## TASK PROMPT
Look through the records below for the line holding "Add markdown support for version reminders". Write it out exactly, with each following line through the line holding "Issue #1797, opened 2024-03-08".

********************

PR #1790, opened 2024-03-05
Make `kedro viz` also do what `kedro viz run` does

### LINKED ISSUE #1789: Make `kedro viz` also do what `kedro viz run` does
## Description
I find being forced to write `kedro viz run` slightly annoying, since I (personally) never use `kedro viz deploy`. Is there a reason (or strong objection) to also enabling `kedro viz` (e.g. if I were to try and raise a PR)?

## Possible Implementation
I think it's possible. I looked into this the other day, because I wanted to implement, and there is https://github.com/click-contrib/click-default-group that will enable it (only dependency is unbounded `click`). FYI I had found this through some investigation a while back, last thread was https://github.com/pallets/click/issues/430.

## Checklist

deepyaman:
## Description

Closes #1789 

## Checklist


RELEASE.md
```diff
@@ -11,6 +11,7 @@ Please follow the established format:
 
 - Fix a bug on metadata panel when preview data is unavailable. (#1794)
 - Update Compatibility/Support Matrix in README. (#1774)
+- Make `kedro viz` also do what `kedro viz run` does. (#1790)
```
rashidakanchwala, line 14:
```suggestion
- Update CLI command to run Kedro-viz to support both `kedro viz run` and `kedro viz`. (#1790)
```

package/requirements.txt
```diff
@@ -1,15 +1,16 @@
-packaging~=23.0
-kedro>=0.18.0
-ipython>=7.0.0, <9.0
+aiofiles>=22.1.0
+click-default-group
```
rashidakanchwala, line 2: should we add any version?

rashidakanchwala (approved):
LGTM! :) thanks @deepyaman

NeroOkwa (approved):

ravi-kumar-pilla:
Hi @deepyaman , Thanks for this. This looks awesome !

[Nit] I understand from the [docs](https://github.com/click-contrib/click-default-group) that --help will now show (*) infront of the default command. I am wondering if this confuses someone who does not have clear understanding of what this means. Should we implement a class which lists the commands ? 

image

deepyaman:
> Hi @deepyaman , Thanks for this. This looks awesome !
> 
> [Nit] I understand from the [docs](https://github.com/click-contrib/click-default-group) that --help will now show (*) infront of the default command. I am wondering if this confuses someone who does not have clear understanding of what this means. Should we implement a class which lists the commands ?
> 
> image

I noticed that. I think it's very likely it could be a non-issue, in which case I don't think it needs to be over engineered.

If we want to remove the mark, or use something more explicit like ` (default)` instead of `*`, we could extend `DefaultGroup` to handle a `default_cmd_mark` parameter, which would get passed to https://github.com/click-contrib/click-default-group/blob/main/click_default_group.py#L100.

deepyaman:
> If we want to remove the mark, or use something more explicit like ` (default)` instead of `*`, we could extend `DefaultGroup` to handle a `default_cmd_mark` parameter, which would get passed to https://github.com/click-contrib/click-default-group/blob/main/click_default_group.py#L100.

Merged, but just let me know if want to do this; happy to slot it in quickly!

ravi-kumar-pilla:
> > If we want to remove the mark, or use something more explicit like ` (default)` instead of `*`, we could extend `DefaultGroup` to handle a `default_cmd_mark` parameter, which would get passed to https://github.com/click-contrib/click-default-group/blob/main/click_default_group.py#L100.
> 
> Merged, but just let me know if want to do this; happy to slot it in quickly!

I don't see as a blocker for now. If it is a quick fix, we can say (default) which is much clearer. But I am happy to hear from @rashidakanchwala . Thank you

PR #1792, opened 2024-03-05
Implementation of Directory Selection for Server Startup [Santana's PR]

rashidakanchwala:
## Checklist


package/kedro_viz/server.py
```diff
@@ -130,7 +131,7 @@ def run_server(
     from kedro.framework.startup import bootstrap_project
 
     parser = argparse.ArgumentParser(description="Launch a development viz server")
-    parser.add_argument("project_path", help="Path to a Kedro project")
+    parser.add_argument("--project-path", help="Path to a Kedro project")
```
ravi-kumar-pilla, line 134: For dev mode, earlier we had project_path as a required argument. This is good to make it consistent with cli, but can we add a default similar to cli ?

package/kedro_viz/server.py
```diff
@@ -139,16 +140,18 @@ def run_server(
...
 
     run_process_kwargs = {
-        "path": project_path,
+        "path": args.project_path,
         "target": run_server,
         "kwargs": {
             "host": args.host,
             "port": args.port,
-            "project_path": str(project_path),
+            "project_path": str(args.project_path),
```
ravi-kumar-pilla, line 154: since we are removing `path = Path(project_path) if project_path else Path.cwd()` from run_server, we can just pass the resolved `project_path` from line 143 here

Issue #1159, opened 2022-11-02
Kedro-viz needs too much to run properly


foxale:
## Description

So according to this https://github.com/kedro-org/kedro-viz/issues/1125 kedro-viz requires 
- all plugins to be working (incl. mlflow connection to remote tracking server if leveraged)
- all python packages to be installed

For me it just doesn't make sense. Why would I need to have the python env ready to visualize project flow? The original issue seems dead, but kedro-viz is still in some way a core kedro feature, so..

merelcht:
Transferred this issue to the Kedro-Viz repo, because it's not framework related.

noklam:
> all plugins to be working (incl. mlflow connection to remote tracking server if leveraged)
> all python packages to be installed



@foxale Thank you for your question. The answer to that is pretty much covered. tl;dr
* Viz needs to load up the pipeline/nodes object, so the files would be loaded and the dependencies need to be installed. I don't see any way to get around it since you need to execute the code to get the Python representation of the pipeline.
* In most case - plugins aren't relevant, but as @deepyaman mentioned, the hook can actually change the DAG, so viz need to execute that. Otherwise, we can skip all the hooks and it would avoid the mlflow connection problem.

In theory, you could hide the dependencies so it won't be loaded, what viz need is just the pipeline & nodes objects.

foxale:
Well, it still looks like a fixable problem on the `kedro-viz` side. One solution would be to add a parameter to kedro viz that would skip all import errors and `after_catalog_created` hooks and reder the "raw" DAG.

noklam:
This is certainly doable if the team thinks we should do this. It's not the most elegant solution you can find, but I think simply

do something like
```python
if SOME_FLAG:
    session._hook_manager = _NullPluginManager()
# Before this line
context = session.load_context() 
```

This will remove all the hooks and should avoid this problem.

https://github.com/kedro-org/kedro-viz/blob/cc11edbec0777329eb66c875529ed35cfc5d7256/package/kedro_viz/integrations/kedro/data_loader.py#L72-L91

astrojuanlu:
Potential solution for this: https://github.com/kedro-org/kedro-viz/issues/1459#issuecomment-1662165936

rashidakanchwala:
Reopening this issue, as there's some issues around working with Spark that `--ignore--plugins` does no resolve

ravi-kumar-pilla:
[...]

PR #1818, opened 2024-03-26
Introduce --include-hooks option and remove --ignore-plugins in Kedro-Viz

### LINKED ISSUE #1808: Introducing `--include-hooks` parameter and deprecating `--ignore-plugins` in Kedro-Viz
## Description

In Kedro-Viz, hooks automatically run, but you can choose to skip them by using `kedro viz run --ignore-plugins`. However, since most of Kedro-Viz's features don't need hook information to work, and many users don't know about the `--ignore-plugins` option, we should consider a new approach. This issue about making hook execution opt-in by default, which means hooks would be disabled unless you choose to enable them.

## Possible Implementation

This ticket propose the following changes:

- Disable Hooks by default: Hooks will no longer be executed automatically. This change aims to streamline the operation of Kedro-Viz, reducing unnecessary processing and speeding up the visualization rendering for users.

- Introduce `--include-hooks` parameter: For users who require hook execution to generate runtime data for dynamic pipelines or other specific use cases, we will introduce a new `--include-hooks` parameter. This parameter allows users to explicitly opt-in to execute their hooks as needed, offering flexibility without sacrificing the tool's efficiency for the majority.

- Deprecate `--ignore-plugins` parameter: In light of introducing the `--include-hooks` option, the existing `--ignore-plugin`s parameter will be phased out. 

We want to enable this for all cli commands of kedro-viz including `run` , `build` and `deploy` 

Before implementing these changes, it would be nice to understand the usage of `--ignore-plugins` parameter. @NeroOkwa 

## Checklist

ravi-kumar-pilla:
## Description

Resolves #1808 

## Development notes

* Added `--include-hooks` option to all the viz cli commands (run, build, deploy)
* Added `--include-hooks` option to `%run_viz` Jupyter line magic
* Removed `--ignore-plugins` option from viz cli commands
* Updated pytests

## QA notes

* All tests should pass
* ` --include-hooks` should appear as an option with -h (eg., `kedro viz run -h`)

## Checklist


ravi-kumar-pilla:
CircleCI Build fix - https://github.com/kedro-org/kedro-viz/pull/1819

README.md
```diff
@@ -126,36 +126,31 @@ Usage: kedro viz run [OPTIONS]
...
                             host is localhost. Defaults to True.
-
-  --load-file FILE          Path to load kedro-viz data from a directory
-  --save-file FILE          Path to save kedro-viz data to a directory 
-  --pipeline TEXT           Name of the registered pipeline to visualise. If not
-                            set, the default pipeline is visualised
-
+  --load-file TEXT          Load Kedro-Viz using JSON files from the specified
+                            directory.
+  --save-file FILE          Save all API responses from the backend as JSON
```
rashidakanchwala, line 136: since this is more user facing I was thinking maybe we stick to the old 
'Save Kedro-Viz data as JSON files in a specified directory'

rashidakanchwala (approved):
Looks great to me !! thanks @ravi-kumar-pilla

SajidAlamQB (approved):
LGTM, thank you @ravi-kumar-pilla!

RELEASE.md
```diff
@@ -9,6 +9,7 @@ Please follow the established format:
 
 ## Major features and improvements
 
+- Introduce `--include-hooks` option and deprecate `--ignore-plugins` from cli commands. (#1818)
```
merelcht, line 12: It says `--ignore-plugins` is deprecated, but from looking at the code it looks like it's removed?

merelcht: And is this going to be included in a breaking release?

merelcht (changes requested):
The code itself looks good, but I just wanted to clarify if `--ignore-plugins` is meant to be deprecated, like it says in the release notes, or removed. And if it's removed will it be included in a breaking release?

RELEASE.md
merelcht: Deprecating and then removing would be the "right" process, but if no-one is using this flag I'm fine with removing straight away in a non-breaking release. Just make sure it's clear in the release notes 🙂

merelcht (approved):

brau0300:
This (as expected it seems) was a breaking change for any project using hooks or plugins and was non-trivial to chase down.

It also makes it less convenient for especially new users on a project needing this flag to start kedro viz; would we be open to considering ways to pass this option (now required for certain projects) by default (e.g. via project configuration) and/or more succinctly?

ravi-kumar-pilla:
> This (as expected it seems) was a breaking change for any project using hooks or plugins and was non-trivial to chase down.
> 
> It also makes it less convenient for especially new users on a project needing this flag to start kedro viz; would we be open to considering ways to pass this option (now required for certain projects) by default (e.g. via project configuration) and/or more succinctly?

Hi @brau0300 , 

Thank you for the comment. Ideally Kedro-Viz does not need any hook to start. Users should be able to do `kedro viz run` without any issue. Having said that, could you please let us know the use case where you need a hook to be enabled for kedro viz to start ? 

At this moment, we do not have any discussions on making this available via configuration of some sort. But we would be happy to hear from you the pain points and the issue this would solve for Kedro-Viz. Thank you

ravi-kumar-pilla:
Hi @brau0300 , 

Thank you for the response. The idea behind ignoring hooks by default was to make Kedro-Viz faster and work towards https://github.com/kedro-org/kedro-viz/issues/1159 . I agree it is a breaking change, but the team decided to load Kedro-Viz with bare minimum of what it needs and users can opt in hooks if they want any additional functionality. 

For the issue of `dropping toposort`, this could have been avoided if Kedro-Viz refrained from using transitive dependencies. We have created a [ticket](https://github.com/kedro-org/kedro-viz/issues/1821) to make Kedro-Viz better and avoid any such instances in future. 

Thank you

Issue #1786, opened 2024-03-04
Release notification doesn't parse markdown  ` backticks


datajoely:
Backticks should be parsed and turned into `<code>` blocks

![image](https://github.com/kedro-org/kedro-viz/assets/35801847/548b72a2-c2eb-4904-b7ae-9e7df329b0e6)

SajidAlamQB:
Completed in: https://github.com/kedro-org/kedro-viz/pull/1826

PR #1826, opened 2024-03-27
Add markdown support for version reminders

SajidAlamQB:
## Description

Related to: https://github.com/kedro-org/kedro-viz/issues/1786

The reminder pop-up notification doesn't parse markdown ` backticks this PR will attempt to add support for it using [markdown-it](https://www.npmjs.com/package/markdown-it).

## Development notes
image

## Checklist


rashidakanchwala (commented):
I was considering that, given the simplicity of our markdown needs—primarily replacing backticks with code-blocks —we could directly use < code > tags for any backticks we encounter. This approach would eliminate the need for any additional dependencies. What do you think?

SajidAlamQB:
> I was considering that, given the simplicity of our markdown needs—primarily replacing backticks with code-blocks —we could directly use < code > tags for any backticks we encounter. This approach would eliminate the need for any additional dependencies. What do you think?

That makes sense, I thought we wanted to support more markdown overall, happy to go with that instead.

jitu5:
@SajidAlamQB If we are not planing to add more style to `<code>` block then everything else looks good to me.

jitu5 (approved):
LGTM!

Issue #1797, opened 2024-03-08
Warning when parsing filepath in pandas.SQLQueryDataset even though pipeline works fine.


galenseilis:
## Description

https://kedro-org.slack.com/archives/C03RKP2LW64/p1709912797979079

## Context
How has this bug affected you? What were you trying to accomplish?

The impact is relatively minor. I just see a warning.

## Steps to Reproduce

1. Put a SQL script into an accessible path.
2. Put a SQL query dataset in the catalog with a filepath assigned to the path of the SQL script.
3. Run kedro.

## Expected Result

I expect that a warning should not be raised if nothing is wrong or situationally risky.

## Actual Result

I get a warning even though the pipeline works as desired. Purportedly this might be a Kedro-viz issue.

See [here](https://kedro-org.slack.com/archives/C03RKP2LW64/p1709912797979079).

## Your Environment
Include as many relevant details as possible about the environment you experienced the bug in:

* Web browser system and version: N/A
* Operating system and version: Windows 10
* NodeJS version used (if relevant): N/A
* Kedro version used (if relevant): See [here](https://kedro-org.slack.com/archives/C03RKP2LW64/p1709915286914139?thread_ts=1709912797.979079&cid=C03RKP2LW64).
* Python version used (if relevant): 3.10

PR #1853, opened 2024-04-08
Testing Path Fix

ravi-kumar-pilla:
## Description

Testing windows build [failure](https://app.circleci.com/pipelines/github/kedro-org/kedro-viz/11881/workflows/004e2ecc-5df6-419a-8ef1-0f43c6a21f28/jobs/75923) due to StatsHook on main branch.

```bash
   WARNING  Unable to get file size for the       hooks.py:142
                             dataset                                           
                             CSVDataset(filepath=C:/Users/circleci             
                             /AppData/Local/Temp/pytest-of-circlec             
                             i/pytest-0/test_get_file_size_dataset             
                             0_0/model_inputs.csv, load_args={},               
                             protocol=file, save_args={'index':                
                             False}): [WinError 3] The system                  
                             cannot find the path specified:                   
                             'C:Users/circleci/AppData/Local/Temp/             
                             pytest-of-circleci/pytest-0/test_get_             
                             file_size_dataset0_0/model_inputs.csv             
                             '
```

**NOTE:** While I tested on windows machine locally, it was working fine. However on CircleCI, filepath has `C:/ `, but the system is trying to find `C: ` (**missing the forward slash**). After looking into plugins kedro-datasets further, some dataset._filepath returns **PurePosixPath** while some return string. The fix for https://github.com/kedro-org/kedro-viz/issues/1797 should be made on the datasets side to be consistent. 

## Development notes

The pandas CSV, Excel, Feather, Generic, HDF, json, Parquet, xml has a code block -

```python
 super().__init__(
            filepath=PurePosixPath(path),
            version=version,
            exists_function=self._fs.exists,
            glob_function=self._fs.glob,
        )
```
while others like deltatable, gbq, sql keep filepath as `str`. I am not completely aware of the reason for this difference. @SajidAlamQB please add if you have any information on this. 

If this is not intentional, we should be fixing the [issue](https://github.com/kedro-org/kedro-viz/issues/1797) on kedro-datasets.

* As a platform-independent fix we can do as below in DataStatsHook if not on kedro-datasets

```python
file_path = get_filepath_str(PurePosixPath(dataset._filepath), dataset._protocol)
```            

**NOTE:** `continue_config.yml` changes are for testing **windows** build and they will be discarded before merging to main

## QA notes

* All tests should pass

## Checklist


rashidakanchwala:
also looping in @merelcht , does it make sense to fix this issue on kedro-datasets side? are we strict on return type validation for file_path? pls let us know.

ravi-kumar-pilla:
> also looping in @merelcht , does it make sense to fix this issue on kedro-datasets side? are we strict on return type validation for file_path? pls let us know.

Had a discussion on [slack](https://kedro-org.slack.com/archives/C0694PW10NS/p1712674911897309) and Nok mentioned that filepath is not a well defined API, means there may be entries of datasets which do not have filepath. Though I still think if there is filepath, the type should be consistent. From Viz perspective, we can have the conversion to be foolproof.

Thank you

package/kedro_viz/integrations/kedro/hooks.py
```diff
@@ -135,7 +135,9 @@ def get_file_size(self, dataset: Any) -> Union[int, None]:
             return None
 
         try:
-            file_path = get_filepath_str(Path(dataset._filepath), dataset._protocol)
+            file_path = get_filepath_str(
+                PurePosixPath(dataset._filepath), dataset._protocol
```
rashidakanchwala, line 139: I am confused, `Path` usually is the platform-agnostic way and works on both Windows and Linux. But PurePosixPath wouldn't work on Windows, so why are we changing this. Happy to get on a call to understand better.

rashidakanchwala (approved):
LGTM :) thanks Ravi -- great debugging

PR #1651, opened 2023-11-20
Fix modular pipelines breaking when collapsed. 

rashidakanchwala:
## Description

Resolves #1105 

## Development notes

In modular pipelines, a bug was identified when the pipelines were in collapsed mode. This issue was related to the incorrect handling of datasets due to a flawed logic in defining inputs and outputs. Here's the explanation:

### Inputs of a Modular Pipeline:
- An input can either be an external source or an internal one, provided it's not also used internally as an output.
If an internal input is simultaneously an internal output, it implies it's part of a sub-pipeline within the modular pipeline. Therefore, it should remain hidden in the collapsed view of the modular pipeline and not be displayed as an input.

### Outputs of a Modular Pipeline:
- An output is typically any external dataset used by other pipelines.
- In the Kedro framework, an external output must be explicitly defined as an output of the modular pipeline. It doesn't have a namespace.
- Internal outputs that also function as internal inputs are treated as components of the modular pipeline. These are not visible as outputs in the collapsed view but become visible when the pipeline is expanded.

This improved handling ensures a more accurate representation and functionality of modular pipelines, particularly in their collapsed state.

## QA notes

Tested this solution on below 4 edge cases :- 

1.  ### When a modular pipeline (external) output is used as an input to another pipeline and as an (internal) input to another function of the same modular pipeline. 
```python 
def create_pipeline(**kwargs) -> Pipeline:
    new_pipeline = pipeline(
        [
            node(lambda x: x,
                 inputs="dataset_in",
                 outputs="dataset_1",
                 name="step1"),
            node(lambda x: x,
                 inputs="dataset_1",
                 outputs="dataset_2",
                 name="step2"),
            node(lambda x: x,
                 inputs="dataset_2",
                 outputs="dataset_3",
                 name="step3"),
            node(lambda x: x,
                 inputs="dataset_3",
                 outputs="dataset_out",
                 name="step4"
            )
        ],
            namespace="main_pipeline",
        inputs=None,
        outputs={"dataset_out", "dataset_3"}
    )
    return new_pipeline
```
### Before 
Screenshot 2023-11-21 at 11 38 09

### After 
Screenshot 2023-11-21 at 11 32 48

2. ### When a nested modular pipeline output is used as an input to the outer modular pipeline and also used as an input to another external modular pipeline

********************

## EXERCISE SOLUTION
Add markdown support for version reminders

SajidAlamQB:
## Description

Related to: https://github.com/kedro-org/kedro-viz/issues/1786

The reminder pop-up notification doesn't parse markdown ` backticks this PR will attempt to add support for it using [markdown-it](https://www.npmjs.com/package/markdown-it).

## Development notes
image

## Checklist


rashidakanchwala (commented):
I was considering that, given the simplicity of our markdown needs—primarily replacing backticks with code-blocks —we could directly use < code > tags for any backticks we encounter. This approach would eliminate the need for any additional dependencies. What do you think?

SajidAlamQB:
> I was considering that, given the simplicity of our markdown needs—primarily replacing backticks with code-blocks —we could directly use < code > tags for any backticks we encounter. This approach would eliminate the need for any additional dependencies. What do you think?

That makes sense, I thought we wanted to support more markdown overall, happy to go with that instead.

jitu5:
@SajidAlamQB If we are not planing to add more style to `<code>` block then everything else looks good to me.

jitu5 (approved):
LGTM!

Issue #1797, opened 2024-03-08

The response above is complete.